EXERCISE INSTRUCTIONS: Please copy every line of the data in which the string "NETBEANS" appears.

═══ EXERCISE DATA

PR #2327, opened 2020-08-23
[NETBEANS-3428] FlatLaf: fix selection background color in output view

DevCharly:
Simple fix for selection background in output view, which was nearly unreadable. 
Used same selection background colors as in editor.

Before:

image

After:

image

Before:

image

After:

image


neilcsmith-net:
Need to roll another beta for NPE fix, so inclined to think this might be a good, safe fix to squeeze in?

geertjanw:
Nice, I like this, works fine in my build of 12.1 vc1.

PR #2329, opened 2020-08-23
[NETBEANS-4735] Detect JDK-s installed with SDKMan and Debian

lkishalmi:
Just make the life a bit easier...


lkishalmi:
image
Java Platforms started on a fresh user dir.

══════

ANSWER AREA:
[NETBEANS-3428] FlatLaf: fix selection background color in output view
[NETBEANS-4735] Detect JDK-s installed with SDKMan and Debian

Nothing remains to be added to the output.